Example 2: Restricting access to a table based on user ID
Suppose you have a table named tasks
in your database, and you want to implement a security policy that allows users to access only their assigned tasks. You could do this by creating a policy that restricts access to rows in the tasks
table based on the user's ID:
CREATE POLICY task_assignment_policy
ON tasks
FOR ALL
USING (assigned_to = current_user_id());
This policy would allow users to access only their assigned tasks, and would prevent them from accessing tasks assigned to other users.
Note: In the above example,
assigned_to
would be a column in thetasks
table, andcurrent_user_id()
would be a function you define that returns the ID of the currently logged-in user, which means it would of course need to be tied to the user's session.
Example 3: Restricting access to a table based on logged in status
Suppose you have an e-learning site, with course content in the course_content
table. You have it setup so that anonymous (non-logged in) users can view the course selection (in a separate table), but they can't view the actual course content. You could do this by creating a policy that restricts access to rows in the courses
table based on the user's logged-in status, for example:
CREATE POLICY course_visibility_policy
ON courses
FOR SELECT
USING (is_logged_in());
So in this simple example, no comparison is being made. We're just checking to see if the user is logged in or not. If they are, then they can access the course content. If they're not logged in, then they can't. Super simple!
Note: In the above example,
is_logged_in()
would be a function you define that returns true if the user is logged in, and false if they are not.
When should you use PostgreSQL Row-Level Security?
This question is the main one I was asking myself when I was looking into Supabase. I mean, I understood the idea behind row-level security, but I couldn't figure out why I would actually need to use it.
This is because in the app I was going to be building, there would be a backend REST API responsible for handling all the security and data access. So while RLS could be used to restrict access to data in the database, the actual restrictions were going to be in the REST API.
It was then that it finally clicked for me, I think thanks to some reddit thread, that RLS is useful, a necessity really, when you're building a frontend-only app (no backend) that accesses the database directly. In that case, you don't have the option of implementing access restrictions in a backend API, so you need to do it via the database directly. And that's where RLS comes in and can be super powerful! 💡😄
Now of course there are other use cases for RLS, but this is the one that finally made it click for me, and made me realize why it's such a big deal.
In a nutshell
So basically, if you're building a frontend-only app, and you're using PostgreSQL as your database (whether through Supabase or not), then you should definitely be using RLS to restrict access to your data.

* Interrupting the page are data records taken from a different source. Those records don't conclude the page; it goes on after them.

Issue #644, opened 2021-08-16
Turn off dragging


joshsunshine:
**Is your feature request related to a problem? Please describe.**
Dragging barely works and it consistently confuses users. 

**Describe the solution you'd like**
Disable dragging in browser-ui and on panes.penrose.ink.

wodeni:
Closing because the new IDE (https://github.com/penrose/penrose/pull/992) has dragging disabled already.

PR #1143, opened 2022-11-11
feat: "follow the cursor" dragging mode

wodeni:
# Description

Related issue/PR: #644, #1115 

The current dragging behavior is counter-intuitive. After a user drags a shape in interactive mode, the optimizer steps all variable in the state, including the one the user interacted with. If a user drags a shape from point A to B, the shape might end up in point C. This PR allows the system to programmatically specify "frozen" variable during optimization, which gives zero gradient and therefore stays during optimization.

This feature was initially developed in #1115. Since it's an experimental PR, I'm separating this feature out, which is stable and ready to be merged.

Note: this mode of optimization requires the frozen variables to be in the feasible region. In the context of dragging, if the user drags a shape off screen and the system freezes the `x, y` of the shape, the optimizer won't find a solution. To remedy this, this PR also constrain the draggable area to the canvas. 

* Add annotation to input variables
* Freeze dragged inputs in subsequent optimization
* Constrain dragging so the shapes always stay entirely on canvas: uses `getBBox` with `stroke: true` to get shape bboxes and compute offsets after `mouseDown`. Reference: https://www.petercollingridge.co.uk/tutorials/svg/interactive/dragging/

See https://github.com/penrose/penrose/pull/1107 for instructions on how to enable interactive mode.

https://user-images.githubusercontent.com/11740102/201419814-162128aa-1030-4fd3-af65-5dede682e926.mov

# Checklist

# Open questions

* More of a research question:

### DIFF
--- a/packages/core/src/engine/Optimizer.ts
+++ b/packages/core/src/engine/Optimizer.ts
@@ -109,6 +109,7 @@ const epConverged2 = (
  */
 export const step = (state: State, steps: number): State => {
   const optParams: Params = { ...state.params };
+  const { frozenValues } = state;
   const { optStatus, weight } = optParams;
   let xs: number[] = state.varyingValues;
 
@@ -135,7 +136,10 @@ export const step = (state: State, steps: number): State => {
         ...state,
         params: {
           ...state.params,
-          currObjectiveAndGradient: objectiveAndGradient(initConstraintWeight),
+          currObjectiveAndGradient: objectiveAndGradient(
+            initConstraintWeight,
+            frozenValues
+          ),
           weight: initConstraintWeight,
           UOround: 0,
           EPround: 0,
@@ -246,7 +250,8 @@ export const step = (state: State, steps: number): State => {
         optParams.UOround = 0;
 
         optParams.currObjectiveAndGradient = optParams.objectiveAndGradient(
-          optParams.weight
+          optParams.weight,
+          frozenValues
         );
 
         log.info(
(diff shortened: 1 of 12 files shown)


packages/core/src/types/state.ts
```diff
@@ -25,6 +25,7 @@ export interface State {
   canvas: Canvas;
   computeShapes: ShapeFn;
   params: Params;
+  frozenValues: number[];
```
samestep, line 28: Could you add a comment about what this means? Are these indices into the `varyingValues` array?

packages/core/src/engine/Optimizer.ts
```diff
@@ -815,7 +816,14 @@ export const genOptProblem = (
       gradf: xs.map((x, i) => {
         // fill in any holes in case some inputs weren't used in the graph, and
         // also treat pending values as constants rather than optimizing them
-        return i in gradient && !("pending" in inputs[i]) ? gradient[i] : 0;
+        if (!(i in gradient)) {
+          return 0;
+        } else {
+          const meta = inputs[i];
+          return meta.tag === "Optimized" && !frozenVaryingValues.includes(i)
```
samestep, line 823: Actually, given that we use `includes` here, why not make `frozenVaryingValues` a [`Set`](https://developer.mozilla.org/en-US/docs/Web/JavaScript/Reference/Global_Objects/Set) instead of an array?

packages/core/src/renderer/dragUtils.ts
```diff
@@ -12,42 +13,50 @@ export const dragUpdate = (
...
+  const { inputs, constrFns, objFns } = state;
   const updated: State = {
     ...state,
-    params: { ...state.params, optStatus: "NewIter" },
+    params: genOptProblem(
+      inputs,
+      objFns.map(({ output }) => output),
+      constrFns.map(({ output }) => output),
+      frozenVaryingValues
+    ),
```
samestep, line 31: I'd rather not call `genOptProblem` on every drag, because that calls `makeGraph` and `genCode`, both of which are expensive. Instead of doing this, could you pass `frozenValues` from the state to the optimizer when you run it? There shouldn't be any need to recompile, because the computation graph itself remains exactly the same after a drag.

PR #1146, opened 2022-11-17
refactor: `numsOf` for evaluating autodiff numbers

wodeni:
# Description

Related issue/PR: #907 

Aside from the main optimizer, other parts of the system sometimes need to get the numerical values of autodiff nodes. Notably, `convexPartitions` needs to evaluate points in a polygon before the optimizer runs. Similarly, any computation in `Function.ts` that needs JS `number` from `ad.Num` will need to run such evaluation. Currently, we go through these steps to achieve this:

1. Construct a `secondaryGraph` with `inputs` that are sources of the output nodes of interest
2. Run `genCode` on the graph, and evaluate the generated code with the input values.  

This PR modifies `numsOf` and `numOf` in `contrib/Util.ts` to perform 1 so we can just call `numsOf(xs)` or `numOf(x)` without doing the steps manually.

# Checklist

### DIFF
--- a/packages/core/src/contrib/Utils.ts
+++ b/packages/core/src/contrib/Utils.ts
@@ -189,12 +189,24 @@ export const closestPt_PtSeg = (
   return ops.vadd(start, ops.vmul(t1, dir));
 };
 
-export const numsOf = (xs: ad.Num[]) => {
+/**
+ * Get numerical values of nodes in the computation graph. This function calls `secondaryGraph` to construct a partial computation graph and run `genCode` to generate code to evaluate the values.
+ *
+ * @param xs nodes in the computation graph
+ * @returns a list of `number`s corresponding to nodes in `xs`
+ */
+export const numsOf = (xs: ad.Num[]): number[] => {
   const g = secondaryGraph(xs);
+  const inputs = [];
+  for (const v of g.nodes.keys()) {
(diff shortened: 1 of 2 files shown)


wodeni:
One question: does it matter if we give the generated function more inputs than it needs? My assumption is it'll just ignore the additional inputs?

packages/core/src/contrib/Utils.ts
```diff
@@ -189,12 +189,24 @@ export const closestPt_PtSeg = (
   return ops.vadd(start, ops.vmul(t1, dir));
 };
 
-export const numsOf = (xs: ad.Num[]) => {
+/**
+ * Get numerical values of nodes in the computation graph. This function calls `secondaryGraph` to construct a partial computation graph and run `genCode` to generate code to evaluate the values.
```
samestep, line 193:
```suggestion
 * Get numerical values of nodes in the computation graph. This function calls `secondaryGraph` to construct a partial computation graph and runs `genCode` to generate code to evaluate the values.
```

samestep (approved):
Looks great, thank you! One typo fix in the docstring.

samestep:
> One question: does it matter if we give the generated function more inputs than it needs? My assumption is it'll just ignore the additional inputs?

Correct.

On the other hand, if you're building a full-stack app and have a backend of some sort, you can still use RLS, but it's not as big of a deal, and you can probably just implement the same restrictions in your backend API.
That's it for this post!
If you were as confused with the purpose of PostgreSQL row-level security as I initially was, I hope it helped to clarify things for you, and why you might want to implement it in your own app.